◆ **WHAT IS REQUIRED**:
How many lines below contain the word "sure"? Answer with that number alone.

◆ **PROVIDED MATERIAL**:
◆ ◆ ◆ ◆ ◆ ◆ ◆

PR #990, opened 2022-04-05
Adds refresh button for task when failed

### LINKED ISSUE #786: Add retry button on task error
## Overview

As task has more complicated approach, implement refresh task button with the way described in slack by Thomas

## Acceptance criteria

https://france-ioidevs.slack.com/archives/C02DSRGJLP2/p1634562425006900?thread_ts=1634560440.006200&cid=C02DSRGJLP2

Iloveall:
## Description

Fixes #786

...

## Test cases

- [ ] Case 1:
  1. Given I am the usual user
  2. When I go to [this page](https://dev.algorea.org/branch/feature/add-refresh-button-for-tasks/en/#/activities/by-id/6379723280369399253;path=;attempId=0/details)
  3. In network tab of browser switch to slow 3g
  4. While loading the task, switch slow 3g to offline
  5. Then I see error message with refresh button
  6. Switch offline mode to on
  7. Click on refresh button
  8. Then I see the task

### DIFF
--- a/src/app/modules/item/pages/item-display/item-display.component.html
+++ b/src/app/modules/item/pages/item-display/item-display.component.html
@@ -27,7 +27,7 @@
       </ng-template>
     </ng-container>
 
-    <div class="text-center error-buttons">
+    <div class="error-buttons">
       <alg-button
         class="error-button"
         i18n-label label="Show task anyway (for debugging)"
--- a/src/app/modules/item/pages/item-display/item-display.component.html
+++ b/src/app/modules/item/pages/item-display/item-display.component.html
@@ -3,8 +3,6 @@
     <ng-template #defaultErrorMessage>
       <alg-error
         i18n-message message="Unable to load the task"
-        [showRefreshButton]="true"
-        (refresh)="refresh.emit()"
       ></alg-error>
     </ng-template>
 
@@ -12,8 +10,6 @@
       <alg-error
         *ngIf="initError$ | async; else urlError"
         i18n-message message="It usually occurs when task url is invalid. If the task url is valid and the problem persists, please contact us."
-        [showRefreshButton]="true"
-        (refresh)="refresh.emit()"
       ></alg-error>
 
       <ng-template #urlError>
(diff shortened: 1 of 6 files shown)


src/app/modules/item/pages/item-display/item-display.component.html
```diff
@@ -8,6 +8,8 @@
       <alg-error
         *ngIf="initError$ | async; else urlError"
         i18n-message message="It usually occurs when task url is invalid. If the task url is valid and the problem persists, please contact us."
+        [showRefreshButton]="true"
+        (refresh)="refresh.emit()"
       ></alg-error>
```
ThomasJuster, line 13: The errors with refresh buttons are only displayed to authenticated users that can edit the task (and it works well by the way :+1: ).
I think we should also display that reload button in the default error message for other users (a bit upper in the code)

ThomasJuster (commented):
Works well, one small comment to add a use case and I think we're good to go :+1:

smadbe:
Screenshot 2022-04-08 at 15 16 49
I suppose that's the small refresh icon on the right of the error message?
If so, as this "show task anyway" button has been added in the meantime, I would add a button with "Retry" as text on the left of the "show task anyway" button instead.

src/app/modules/item/pages/item-display/item-display.component.html
```diff
@@ -25,11 +27,17 @@
       </ng-template>
     </ng-container>
 
-    <div class="text-center">
+    <div class="text-center error-buttons">
```
ThomasJuster, line 30: I think the class `text-center` has no effect anymore since error-buttons has justify-content:center.

ThomasJuster (approved):
Can you just take a look at my final comment and make (if relevant) before merge :pray: ?

src/app/modules/item/pages/item-display/item-display.component.html
Iloveall: Fixed

PR #995, opened 2022-04-12
handle refresh token error

### LINKED ISSUE #989: Prevent Senty "report issue" panel when token expires
## Overview
When left open for a long time (e.g. computer reopened), sessions (typically anonymous ones as there are 2h-long I think) cause a 401 when trying the extend the cookie lifetime and it is too late. The behavior is normal but the a Sentry modal is displayed in this case, which should not be the case.

## Acceptance criteria
- [ ] Don't display the sentry modal when an anonymous session expires and receive a 401.

ThomasJuster:
## Description

Fixes #989

> Make sure HTTP response errors are considered as Error

In the end this part is not handled because it needs further investigation without adding much value to the platform.

## Test cases

- [ ] Case 1: the reproduced bug
  2. When I visit the [app](https://dev.algorea.org/branch/reproduce-refresh-token-bug/en/#/activities/by-id/4702;path=;parentAttempId=0/details)
  3. And I quickly remove my authentication token http-only cookie in less than 5s (feasible in firefox, not in chrome)
  4. Then I see after 5s max the sentry modal appear

- [ ] Case 2: fix the reproduced bug
  2. When I visit the [app](https://dev.algorea.org/branch/fix-refresh-token-xhr/en/#/activities/by-id/4702;path=;parentAttempId=0/details)
  3. And I quickly remove my authentication token http-only cookie in less than 5s (feasible in firefox, not in chrome)
  4. Then I see after 5s max the sentry modal still does __not__ appear, the platform is loaded normally
  5. In the network logs, I see no 401 because the refresh call is omitted, and I see a temp-user call which corresponds to invalidating the token.

### DIFF
--- a/src/app/shared/auth/auth.service.ts
+++ b/src/app/shared/auth/auth.service.ts
@@ -15,6 +15,7 @@ import {
   forcedTokenAuthFromStorage
 } from './auth-info';
 import { LocaleService } from 'src/app/core/services/localeService';
+import { HttpErrorResponse } from '@angular/common/http';
 
 // Lifetime under which we refresh the token.
 export const minTokenLifetime = 5*MINUTES;
@@ -85,7 +86,11 @@ export class AuthService implements OnDestroy {
         const tokenIsExpired = auth.expiration.valueOf() < Date.now();
         if (tokenIsExpired) return of({ auth, tokenIsExpired }); // don't even try to refresh the token if it is expired
         return this.authHttp.refreshAuth(auth).pipe(
-          catchError(() => EMPTY), // ignore the error since the token is valid. Another try will occur the next minute.
+          catchError(err => {
+            // For any http error, ignore it since the token is valid. Another try will occur the next minute.
+            if (err instanceof HttpErrorResponse) return EMPTY;
+            else throw err; // rethrow any JS error to let our error monitor catch it.
+          }),
           map(auth => ({ auth, tokenIsExpired })),
         );
       })
--- a/src/app/shared/auth/auth.service.ts
+++ b/src/app/shared/auth/auth.service.ts
@@ -82,15 +82,15 @@ export class AuthService implements OnDestroy {
         return timer(Math.min(refreshIn, maxDelay), 1*MINUTES).pipe(map(() => auth));
       }),
       switchMap(auth =>
-        this.authHttp.refreshAuth(auth)
+        this.authHttp.refreshAuth(auth).pipe(
+          catchError(() => {
+            this.invalidToken(auth);
+            return EMPTY;
+          })
+        )
       )
-    ).subscribe({
-      next: auth => {
-        this.status$.next(auth);
-      },
-      error: () => {
-        this.failure$.next();
-      },
+    ).subscribe(auth => {
+      this.status$.next(auth);
     });
   }
 
--- a/src/app/shared/auth/auth.service.ts
+++ b/src/app/shared/auth/auth.service.ts
@@ -83,15 +83,15 @@ export class AuthService implements OnDestroy {
         return timer(Math.min(refreshIn, maxDelay), 1*MINUTES).pipe(map(() => auth));
       }),
       switchMap(auth => {
-        const tokenIsExpired = auth.expiration.valueOf() < Date.now();
-        if (tokenIsExpired) return of({ auth, tokenIsExpired }); // don't even try to refresh the token if it is expired
+        const isExpired = auth.expiration.valueOf() < Date.now();
+        if (isExpired) return of({ auth, tokenIsExpired: true }); // don't even try to refresh the token if it is expired
         return this.authHttp.refreshAuth(auth).pipe(
           catchError(err => {
             // For any http error, ignore it since the token is valid. Another try will occur the next minute.
             if (err instanceof HttpErrorResponse) return EMPTY;
             else throw err; // rethrow any JS error to let our error monitor catch it.
           }),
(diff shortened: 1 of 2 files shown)


src/app/shared/auth/auth.service.ts
```diff
@@ -82,7 +82,12 @@ export class AuthService implements OnDestroy {
         return timer(Math.min(refreshIn, maxDelay), 1*MINUTES).pipe(map(() => auth));
       }),
       switchMap(auth =>
-        this.authHttp.refreshAuth(auth)
+        this.authHttp.refreshAuth(auth).pipe(
+          catchError(() => {
+            this.invalidToken(auth);
```
smadbe, line 87: so, side effect and returning empty? 🤨
Why not just handling the errors in the subscribe?

And so you are considering all error as "the token is invalid, let's drop it disconnect the user, ..."... disregarding what the error is? That's not good. Here we try to renew a token before it expires (in the normal case)... so it is not because we receive an error that the token in invalid... if it is still valid and we are just unable to extend (refresh) it, let's just use it to the end instead of dropping it.

smadbe (changes requested):

src/app/shared/auth/auth.service.ts
ThomasJuster: If I handle the error in the subscribe, the subscription will be closed and your token won't get refreshed anymore next times.
To give an example with the case you encountered:
1. You come back after a computer suspend, this subscription falls into the error case.
2. The error fn is executed, and it does an `invalidToken` (if appropriate)
3. After the given delay, no refresh will occur because the subscription is now closed because of the previous error. To me, the expected behavior is that the platform should keep on refreshing tokens after the given delay.

About the side effect part: fixed.
About not filtering errors: fixed.

ThomasJuster:
Post-it: suppress https://github.com/France-ioi/AlgoreaFrontend/pull/998 when merged

smadbe (changes requested):
Side effect in Rx fixed 👍 

What do we do here in case of failure. Options:

1. crash to sentry: what we try to avoid
2. not doing any processing anymore: so breaking the app... so worse than (1) I would say
3. ignore completely: we need to make sure a) it makes sense to ignore, b) it will not be called in loop immediately, c) if it will be re-called and whether this is acceptable. In our case: a) probably if the token is still valid, b) no, c) it will be re-called after 1min apparently
4. invalidate the token: good if the token is invalid (already expired or just invalid), not good for other cases (temporary server problem, network connection error, ...)

From that, I would say that a sane behavior for now would be:
1. if we get a 401 -> invalidate the token
2. if we get a non-401 error -> we ignore the error and wait for the next call in 1min

For case 2, should we notify the user or log something? As a non-(201|401) are really unexpected, maybe it would make sense to display a 5sec-red-toast "Unable to extend your session. Are you connected to Internet?" 

Does it make sense to you?

ThomasJuster:
> From that, I would say that a sane behavior for now would be:

> if we get a 401 -> invalidate the token
if we get a non-401 error -> we ignore the error and wait for the next call in 1min
For case 2, should we notify the user or log something? As a non-(201|401) are really unexpected, maybe it would make sense to display a 5sec-red-toast "Unable to extend your session. Are you connected to Internet?"

> Does it make sense to you?

Most of it makes sense to me :+1:. Only 2 points bother me:

##### 1. About presenting the end user the message "Are you connected to the internet?"
I'm not fond of it because we actually have that information through `navigator.onLine` and we can detect when connection is back with `fromEvent(window, 'online')`. But that is purely wording, we could show instead "Is your connection stable?", anyway the current message we show has tacitly the same meaning.

##### 2. About ignoring (unknown) errors and waiting for the next call in 1 minute

Any API call will give 401 response as long as we don't have a valid token (correct me if I'm wrong), so either we freeze the app, either we let the user navigate in a super buggy platform.
In that context, waiting 1 minute is very long in my opinion, we could retry after a few seconds. But that induces also handling to-many-fails scenario. To me, simpler actions like reloading the window would be more appropriate.

---

To sum up, that would change the sane behavior you described as follow:
There are 4 possible source of errors:

1. 401 -> invalidate token (no change)
3. 500 -> display feedback "Our server is unavailable, we are working on it. Sorry for the inconvenience" (or something like that)
4. Any other http error (404:not-found, 0:no-network, ..?) -> reload window
5. Other errors (only JS errors) -> let it bubble so that Sentry catches it. It will display a legitimate Sentry modal.

src/app/shared/auth/auth.service.ts
```diff
@@ -81,11 +82,21 @@ export class AuthService implements OnDestroy {
...
+      switchMap(auth => {
+        const tokenIsExpired = auth.expiration.valueOf() < Date.now();
+        if (tokenIsExpired) return of({ auth, tokenIsExpired }); // don't even try to refresh the token if it is expired
+        return this.authHttp.refreshAuth(auth).pipe(
+          catchError(err => {
+            // For any http error, ignore it since the token is valid. Another try will occur the next minute.
+            if (err instanceof HttpErrorResponse) return EMPTY;
+            else throw err; // rethrow any JS error to let our error monitor catch it.
+          }),
+          map(auth => ({ auth, tokenIsExpired })),
```
smadbe, line 94: For clarity, I would return `{ auth, tokenIsExpired: false }` instead (even `false` is the only possible value here) as there is not the expiration of the previous token that we return here (that may have become expired in the meantime) but the new one (which is non-expired hopefully).

smadbe (approved):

◆ ◆ ◆ ◆ ◆ ◆ ◆

◆ **EXERCISE SOLUTION**:
2